REPUBLIKA.CO.ID, JAKARTA -- Pakar Hukum Pidana Universitas Islam Indonesia (UII) Yogyakarta, Rusli Muhammad melihat PP Aborsi sebagai penyulut adanya kejahatan baru ketika peraturan tersebut ditetapkan.
''Ini faktor kriminogen, peraturan yang dibuat dimaksudkan memang untuk perlindungan, tapi nantinya justru menciptakan kejahatan baru,'' kata dia, Jumat (15/8).
Ia melanjutkan, efek yang akan disebabkan oleh peraturan tersebut ialah para wanita justru mencari cara agar diri seakan diperkosa dan melakukan aborsi, padahal kehamilan itu didasarkan kepada hubungan gelap.
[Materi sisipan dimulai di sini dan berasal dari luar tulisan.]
PR #329, opened 2019-07-12
amppkg_dl_sxg: add -cert_url_path to override cert-url

shigeki:
During renewing of SXG cert in cluster servers, the new cert cannot
be obtained in requesting cert-url from the cluster. `-cert_url_path`
option enables us to overriding scheme, hostname and path of cert-url
so that we can obtain the newer cert by specifying a server.

In the server, we can get a new cert and confirm its cert renewal by
using localhost such as

`amppkg_dl_sxg -cert_url_path http://localhost:8080/amppkg/cert/ http://localhost:8080/priv/doc?...`

### DIFF
--- a/cmd/amppkg_dl_sxg/main.go
+++ b/cmd/amppkg_dl_sxg/main.go
@@ -7,7 +7,9 @@ import (
 	"io/ioutil"
 	"log"
 	"net/http"
+	"net/url"
 	"os"
+	"path"
 	"regexp"
 	"strconv"
 
@@ -17,6 +19,7 @@ import (
 
 var flagOutSXG = flag.String("out_sxg", "test.sxg", "Path to where the signed-exchange should be saved.")
 var flagOutCert = flag.String("out_cert", "test.cert", "Path to where the cert-chain+cbor should be saved.")
+var flagCertUrlBase = flag.String("cert_url_base", "", "Override scheme, hostname and parent path in cert-url.")
 
 func getSXG(url string) ([]byte, error) {
 	req, err := http.NewRequest("GET", url, nil)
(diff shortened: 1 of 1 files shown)


cmd/amppkg_dl_sxg/main.go
```diff
@@ -17,6 +19,7 @@ import (
 
 var flagOutSXG = flag.String("out_sxg", "test.sxg", "Path to where the signed-exchange should be saved.")
 var flagOutCert = flag.String("out_cert", "test.cert", "Path to where the cert-chain+cbor should be saved.")
+var flagCertURL = flag.String("cert_url_path", "", "Override scheme, hostname and path in cert-url.")
```
twifkak: Rename to cert_url_base. (Maybe s/path/parent path/ in the flag description?)

cmd/amppkg_dl_sxg/main.go
```diff
@@ -90,11 +99,25 @@ func main() {
 	if err != nil {
 		log.Fatalf("%+v", err)
 	}
+	cURL, err := url.Parse(certURL)
+	if err != nil {
+		log.Fatalf("%+v", err)
+	}
+	fURL, err := url.Parse(*flagCertURL)
```
twifkak: Maybe move this url.Parse call inside the `if *flagCertURL`?

cmd/amppkg_dl_sxg/main.go
```diff
@@ -90,11 +99,25 @@ func main() {
...
+	if err != nil {
+		log.Fatalf("%+v", err)
+	}
+	if *flagCertURL != "" {
+		cURL.Scheme = fURL.Scheme
```
twifkak: How about something like:

```go
certHash := path.Base(cURL.Path)
cURL = fURL
cURL.Path = path.Join(cURL.Path, certHash)
```

That way, the user can provide a `user:pass@` or `?query` too. (Admittedly, rare cases.)

cmd/amppkg_dl_sxg/main.go
shigeki: Fixed.

cmd/amppkg_dl_sxg/main.go
shigeki: Fixed.

cmd/amppkg_dl_sxg/main.go
shigeki: Fixed.

shigeki:
Thanks for your review. Fixes were done according to your comments.

twifkak:
Thanks, merging.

Apalagi dengan batas 40 hari yang diperbolehkan melakukan aborsi, dokter yang melakukan tidak akan mungkin memaksa untuk meminta surat keterangan kepolisian terkait korban perkosaan. Karena, biasanya butuh proses yang penjang (lebih dari 40 hari) untuk menetapkan seseorang diperkosa (pemberkasan).
Menurut Rusli, aborsi pada intinya perbuatan yang terlarang. Aborsi masuk ke dalam perbuatan pembunuhan. Tidak alasan untuk membolehkan.
Pemerintah dalam hal ini mungkin melihat dari seseorang yang terpaksa mendapat tindakan perkosaan. Namun, Rusli menilai kehamilan bukan tindakan keterpaksaan.
Dalam hukum, ada hal yang bisa dilihat yaitu, alasan pemaaf dan pembenar. Alasan pemaaf seperti dalam keadaan terpaksa (terkena tindak kejahatan) seseorang bisa membela dirinya dengan cara apapun.
''Tapi kalau aborsi bagamiana kan ga bisa kayak begitu. Makanya, kalau ada peraturan itu, tetap perbuatan yang tidak benar. Sehingga perlu ditinjau ulang. Karena sesuatu yang terlarang tidak boleh dilegalkan,'' kata Rusli.